■ Task to carry out: Below are some records. Say how many of their lines contain the string "normalize", and give nothing but the number.

■ Raw data:
PR #279, opened 2017-01-22
Fixes #6344 - Add compute profile command

shlomizadok:
@tstrachota -  would love some help with this (see questions in code)

### DIFF
--- a/lib/hammer_cli_foreman/compute_profile.rb
+++ b/lib/hammer_cli_foreman/compute_profile.rb
@@ -1,0 +1,69 @@
+require 'hammer_cli_foreman/image'
+
+module HammerCLIForeman
+
+  class ComputeProfile < HammerCLIForeman::Command
+    resource :compute_profiles
+
+    class ListCommand < HammerCLIForeman::ListCommand
+
+      output do
+        field :id, _("Id")
+        field :name, _("Name")
+      end
+
+      build_options
+    end
+
+    class InfoCommand < HammerCLIForeman::InfoCommand
+
+      output ListCommand.output_definition do
+
+        HammerCLIForeman::References.taxonomies(self)
+        HammerCLIForeman::References.timestamps(self)
+
+        collection :compute_attributes, _("Compute attributes") do
+          field :id, _('Id')
+          field :name, _('Name')
+          field nil, _("Compute Resource"), Fields::SingleReference, :key => :compute_resource
+          field :vm_attrs, _("VM attributes")
+        end
+      end
+
+      build_options
+    end
+
+
+    class CreateCommand < HammerCLIForeman::CreateCommand
+      success_message _("Compute resource created")
+      failure_message _("Could not create the compute resource")
+
+      build_options
+
+      validate_options do
+        all(:option_name).required
+      end
+    end
+
+
+    class UpdateCommand < HammerCLIForeman::UpdateCommand
+      success_message _("Compute resource updated")
+      failure_message _("Could not update the compute resource")
+
+      build_options :without => :name
+    end
+
+
+    class DeleteCommand < HammerCLIForeman::DeleteCommand
+      success_message _("Compute resource deleted")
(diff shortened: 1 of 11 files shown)


lib/hammer_cli_foreman/compute_profile.rb
```diff
@@ -0,0 +1,80 @@
...
+    end
+
+
+    class InfoCommand < HammerCLIForeman::InfoCommand
+
+      output ListCommand.output_definition do
+        HammerCLIForeman::References.taxonomies(self)
+        HammerCLIForeman::References.timestamps(self)
+
+        collection :compute_attributes, _("Compute attributes") do
```
shlomizadok: Can I have non-numbered collection?

lib/hammer_cli_foreman/compute_profile.rb
```diff
@@ -0,0 +1,80 @@
...
+          field :id, _('Id')
+          field :name, _('Name')
+          field :compute_resource_id, _('Compute Resource Id')
+          field :compute_resource_name, _('Compute resource name')
```
shlomizadok: API also returns `compute_profile_{id,name}` do you think I should add them here too? Or `Name`, `Id` are sufficient?

lib/hammer_cli_foreman/compute_profile.rb
tstrachota: Yes, use:
```ruby
collection :compute_attributes, _("Compute attributes"), :numbered => false do
```

lib/hammer_cli_foreman/compute_profile.rb
tstrachota: I would omit `compute_profile_{id,name}` because the value will be the same for all items in the collection.

BTW the standard way of displaying names and ids of referenced items in hammer is:
```ruby
field nil, _("Compute Resource"), Fields::SingleReference, :key => :compute_resource
```

lib/hammer_cli_foreman/compute_profile.rb
```diff
@@ -0,0 +1,69 @@
...
+      output ListCommand.output_definition do
+
+        HammerCLIForeman::References.taxonomies(self)
+        HammerCLIForeman::References.timestamps(self)
+
+        collection :compute_attributes, _("Compute attributes") do
+          field :id, _('Id')
+          field :name, _('Name')
+          field nil, _("Compute Resource"), Fields::SingleReference, :key => :compute_resource
+          field :vm_attrs, _("VM attributes")
```
shlomizadok: @tstrachota - tried for like a day to normalize (automatically) this collection.
We could leave this as it is, or if you have an idea - I'd love to hear.

shlomizadok:
@tstrachota, currently `vm_attrs` would return as a long json (which is an ok- solution).
I have opened a PR on core (https://github.com/theforeman/foreman/pull/4231) that will help normalize the `vm_attrs` data.

We can merge this now and add a new PR after ^ is merged - or wait for this one

lib/hammer_cli_foreman/compute_profile.rb
tstrachota: @shlomizadok I have an idea. Patch is on the way...

tstrachota: @shlomizadok see https://github.com/shlomizadok/hammer-cli-foreman/pull/1
The code will need more care. I'm sending it to share the idea rather than presenting a final solution.

tstrachota:
My patch should take care of formatting even when there's no `provider_friendly_name` in the server response.

tstrachota:
Since my patches were merged into this PR it now depends on :
https://github.com/theforeman/hammer-cli/pull/232

tstrachota:
This PR is stalled so I'm going to close it. I took the feature over from @shlomizadok, but the progress is slow. I'll open a new PR once it's ready for review.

■ The answer: 2